» Your task
Work out how many lines in the entries contain the string "build", and give nothing but that number.

Saved data entries:

PR #418, opened 2017-08-30
typescript apply in client build sequence

cs-lee:
After this patch, app.ts will build by typescirpt compiler and webpack so bundle_type.js will create in out path.

### DIFF
--- a/package.json
+++ b/package.json
@@ -28,6 +28,7 @@
     "gulp-mocha": "^4.3.1",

» Finished exercise
2